What is being asked:
If a line holds the word "versions", copy it from the entries.

Data for processing START

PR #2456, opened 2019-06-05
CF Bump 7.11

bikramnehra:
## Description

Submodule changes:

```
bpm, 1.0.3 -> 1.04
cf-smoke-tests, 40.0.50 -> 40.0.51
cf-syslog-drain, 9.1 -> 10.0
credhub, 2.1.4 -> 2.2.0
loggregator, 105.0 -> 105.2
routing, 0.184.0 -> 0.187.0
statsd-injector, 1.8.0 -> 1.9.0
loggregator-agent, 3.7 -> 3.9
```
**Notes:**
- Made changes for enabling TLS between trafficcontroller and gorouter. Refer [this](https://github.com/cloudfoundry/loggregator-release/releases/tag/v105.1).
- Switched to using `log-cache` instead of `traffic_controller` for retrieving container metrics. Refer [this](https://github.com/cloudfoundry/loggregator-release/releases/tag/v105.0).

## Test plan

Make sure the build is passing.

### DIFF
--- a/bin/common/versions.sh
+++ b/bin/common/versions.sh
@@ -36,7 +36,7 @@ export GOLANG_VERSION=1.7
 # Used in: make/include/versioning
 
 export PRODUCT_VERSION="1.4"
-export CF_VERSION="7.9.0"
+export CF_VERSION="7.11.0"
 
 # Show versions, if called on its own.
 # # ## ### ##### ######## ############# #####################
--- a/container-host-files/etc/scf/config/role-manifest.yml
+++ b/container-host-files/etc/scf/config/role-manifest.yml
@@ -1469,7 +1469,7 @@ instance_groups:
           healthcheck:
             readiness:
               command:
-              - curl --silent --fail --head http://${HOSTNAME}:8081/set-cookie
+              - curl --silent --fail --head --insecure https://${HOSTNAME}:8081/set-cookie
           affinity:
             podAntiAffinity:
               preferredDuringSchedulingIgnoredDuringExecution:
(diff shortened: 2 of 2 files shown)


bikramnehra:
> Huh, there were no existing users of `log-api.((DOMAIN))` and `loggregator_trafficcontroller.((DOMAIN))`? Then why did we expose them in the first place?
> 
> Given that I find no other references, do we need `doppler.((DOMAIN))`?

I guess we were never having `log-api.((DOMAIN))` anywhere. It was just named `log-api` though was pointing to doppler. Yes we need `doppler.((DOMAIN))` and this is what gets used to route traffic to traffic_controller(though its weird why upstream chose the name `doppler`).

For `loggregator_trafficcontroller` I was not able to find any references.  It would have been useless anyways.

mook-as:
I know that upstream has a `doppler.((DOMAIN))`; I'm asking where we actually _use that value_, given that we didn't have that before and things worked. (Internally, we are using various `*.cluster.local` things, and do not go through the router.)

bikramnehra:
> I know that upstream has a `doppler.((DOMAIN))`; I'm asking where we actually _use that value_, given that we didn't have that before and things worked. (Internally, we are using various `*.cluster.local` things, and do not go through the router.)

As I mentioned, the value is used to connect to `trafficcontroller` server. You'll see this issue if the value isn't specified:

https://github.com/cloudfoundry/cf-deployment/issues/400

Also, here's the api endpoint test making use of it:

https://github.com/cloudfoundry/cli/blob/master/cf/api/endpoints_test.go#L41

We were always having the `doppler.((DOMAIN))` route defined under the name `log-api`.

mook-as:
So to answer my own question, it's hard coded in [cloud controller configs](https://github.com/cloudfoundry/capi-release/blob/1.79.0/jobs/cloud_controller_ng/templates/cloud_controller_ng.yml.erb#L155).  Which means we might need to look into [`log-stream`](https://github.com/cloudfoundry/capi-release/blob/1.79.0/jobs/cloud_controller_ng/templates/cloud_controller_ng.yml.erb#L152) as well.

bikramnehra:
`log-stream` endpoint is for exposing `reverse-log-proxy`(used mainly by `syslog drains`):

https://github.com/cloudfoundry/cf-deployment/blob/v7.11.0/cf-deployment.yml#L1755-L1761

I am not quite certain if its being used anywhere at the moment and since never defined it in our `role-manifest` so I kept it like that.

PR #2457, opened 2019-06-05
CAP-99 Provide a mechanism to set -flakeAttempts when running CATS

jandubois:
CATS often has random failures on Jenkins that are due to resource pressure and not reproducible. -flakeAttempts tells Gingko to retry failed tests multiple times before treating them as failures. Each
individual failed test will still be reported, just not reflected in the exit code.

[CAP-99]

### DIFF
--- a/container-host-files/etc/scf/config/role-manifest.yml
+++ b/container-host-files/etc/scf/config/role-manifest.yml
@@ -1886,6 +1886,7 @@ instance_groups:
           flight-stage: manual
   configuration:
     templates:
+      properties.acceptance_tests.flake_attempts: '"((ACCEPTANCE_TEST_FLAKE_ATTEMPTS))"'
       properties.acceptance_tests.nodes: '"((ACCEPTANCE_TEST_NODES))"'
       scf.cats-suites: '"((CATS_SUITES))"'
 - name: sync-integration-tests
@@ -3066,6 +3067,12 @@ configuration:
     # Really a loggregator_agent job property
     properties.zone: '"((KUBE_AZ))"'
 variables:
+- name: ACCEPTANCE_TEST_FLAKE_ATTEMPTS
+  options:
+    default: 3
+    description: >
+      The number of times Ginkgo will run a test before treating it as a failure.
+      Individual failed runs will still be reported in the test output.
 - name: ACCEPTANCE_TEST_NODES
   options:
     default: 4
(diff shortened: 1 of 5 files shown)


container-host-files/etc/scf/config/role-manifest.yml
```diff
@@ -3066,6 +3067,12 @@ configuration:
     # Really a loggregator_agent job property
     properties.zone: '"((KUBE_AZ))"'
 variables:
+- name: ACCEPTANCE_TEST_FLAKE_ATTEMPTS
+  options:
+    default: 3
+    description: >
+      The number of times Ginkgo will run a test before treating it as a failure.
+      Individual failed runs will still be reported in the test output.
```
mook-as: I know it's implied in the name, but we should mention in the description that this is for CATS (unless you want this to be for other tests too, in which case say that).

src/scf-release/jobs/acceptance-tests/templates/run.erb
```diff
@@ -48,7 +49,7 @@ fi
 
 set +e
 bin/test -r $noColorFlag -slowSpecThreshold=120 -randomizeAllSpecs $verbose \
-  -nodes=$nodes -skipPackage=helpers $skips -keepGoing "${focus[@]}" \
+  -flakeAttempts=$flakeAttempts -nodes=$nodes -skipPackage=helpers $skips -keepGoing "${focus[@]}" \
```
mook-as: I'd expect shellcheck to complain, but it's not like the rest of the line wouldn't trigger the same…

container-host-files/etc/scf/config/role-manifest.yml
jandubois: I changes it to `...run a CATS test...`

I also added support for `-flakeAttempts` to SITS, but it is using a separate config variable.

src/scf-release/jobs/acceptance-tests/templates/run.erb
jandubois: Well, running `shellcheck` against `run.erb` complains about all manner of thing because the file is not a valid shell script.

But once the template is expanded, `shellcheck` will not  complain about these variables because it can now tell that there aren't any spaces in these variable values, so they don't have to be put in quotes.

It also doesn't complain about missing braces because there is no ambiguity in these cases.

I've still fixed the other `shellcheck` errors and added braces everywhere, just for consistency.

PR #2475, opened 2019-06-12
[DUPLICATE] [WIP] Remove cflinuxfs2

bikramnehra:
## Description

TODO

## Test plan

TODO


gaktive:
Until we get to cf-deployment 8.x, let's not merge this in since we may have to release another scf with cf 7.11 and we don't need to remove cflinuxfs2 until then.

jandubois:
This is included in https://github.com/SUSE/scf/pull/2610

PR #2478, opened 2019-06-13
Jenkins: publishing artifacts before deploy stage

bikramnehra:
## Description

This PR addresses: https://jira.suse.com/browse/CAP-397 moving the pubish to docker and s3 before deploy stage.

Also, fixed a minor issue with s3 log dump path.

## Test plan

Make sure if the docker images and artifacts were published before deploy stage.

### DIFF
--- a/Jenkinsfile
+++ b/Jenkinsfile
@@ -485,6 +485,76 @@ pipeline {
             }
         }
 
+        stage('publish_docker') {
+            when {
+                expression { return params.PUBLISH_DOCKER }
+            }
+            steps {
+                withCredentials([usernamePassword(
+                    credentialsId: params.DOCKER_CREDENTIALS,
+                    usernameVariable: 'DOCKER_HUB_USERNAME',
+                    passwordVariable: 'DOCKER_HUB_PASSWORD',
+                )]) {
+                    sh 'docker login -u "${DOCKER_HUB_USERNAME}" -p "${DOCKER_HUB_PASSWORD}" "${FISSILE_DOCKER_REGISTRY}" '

Data for processing END

Task output:
--- a/bin/common/versions.sh
+++ b/bin/common/versions.sh
 # Show versions, if called on its own.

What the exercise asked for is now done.